Find $Cov(X,Y) $ for $f(x,y)=e^{-y}$, where $0 \leq x \leq y$ and $E[Y|X]=x+1$:

Question

Find $Cov(X,Y) $ for $f(x,y)=e^{-y}$, where $0 \leq x \leq y$ (and $E[Y|X]=x+1$ that I found in a later part of the problem):

I know that $Cov(X,Y)=E[XY]-E[X]E[Y]$, where I think $E[XY]=E[xE[Y|X]]=E[x(x+1)]=E[x^2+x]=\int_{x}^\infty \int_{0}^y (x^2+x)(e^{-y})dxdy$

However the integration gets very difficult and I am not sure on the bounds of integration. Is there a simpler way to find the $cov(X,Y)$?

Answer 1

There is a confusion here.
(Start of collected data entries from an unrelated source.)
PR #345, opened 2017-02-21
Permission Checks In License Service

### LINKED ISSUE #106: Check create operations in lib-datahandler
Create can be done by anyone, like any user can create components, projects. But a user cannot create licenses. This is done in the portlet level, however, could be also moved to the backend and in the lib-datahandler.

alex-evo:
Added permission checks in license service for creating licenses and related objects where missing.
Deleted executable class `LicenseImporter.java`, which was designed to import license data from command line and has since been replaced by the functionality of `ComponentUploadPortlet`

closes #106 

This PR introduces incompatible changes in Thrift API.
**Increase the minor version after merging**


maximilianhuber:
> **Increase the minor version after merging**

this should be formulated as tag

alex-evo:
1. Agreed
2. I asked about `LicenseImporter.java` in the issue, got no reply, and made a decision on my own. I probably should've mentioned it here, too.

alex-evo:
@maximilianhuber, would you give an "Approved" review, please?

mcjaeger:
ehem, suggestions how to test this are welcome - like I shall write a thrift client? I am testing for "everything behaves normal" then ... / looking at the integration test suite.

alex-evo:
An important thing to test is that importing license data through ComponentUploadPortlet still works. Given that the portlet is only available to admins, it's hard to test the permission checks without writing a thrift client or temporarily changing page permissions to try license import with a normal user.

mcjaeger:
is it that assigned white list selection for a todo is not imported? (which could be fine, just mentioning it if this was intended)

Import from export of another branch (Export Spreadsheet at Clearing Status) seems to work fine.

Let's start from the product. I will use indices to explicitly denote with respect to which PDF we are computing the expected value: \begin{eqnarray*} E_{X,Y}[XY]&=&\int\limits_0^{\infty}\int\limits_x^{\infty}xyf_{X,Y}(x,y)dydx\\ &=&\int\limits_0^{\infty}\int\limits_x^{\infty}xyf_{Y|X}(y|x)f_X(x)dydx\\ &=&\int\limits_0^{\infty}xf_X(x)\int\limits_x^{\infty}yf_{Y|X}(y|x)dydx\\ &=&\int\limits_0^{\infty}xf_X(x)E_{Y|X}[Y|X]dx\\ &=&\int\limits_0^{\infty}(x^2+x)e^{-x}dx\\ \end{eqnarray*} The last step is because $E_{Y|X}[Y|X]$ is only a function of $X$, not $Y$. Now, my calculations show that: $$E[XY]=3$$ and after finding the marginal PDFs of $X$ and $Y$ that $E[X]=1$ and $E[Y]=2$.

Answer 2

The marginal distribution of $X$ is $f_X(x)=\int_{x}^\infty e^{-y}dy=e^{-x}$ (exponential with mean and variance equal $1$). Then $\mathsf{E}X^2+\mathsf{E}X=\operatorname{Var}(X)+(\mathsf{E}X)^2+\mathsf{E}X=3$. Also $\mathsf{E}Y=\mathsf{E}[\mathsf{E}[Y\mid X]]=2$.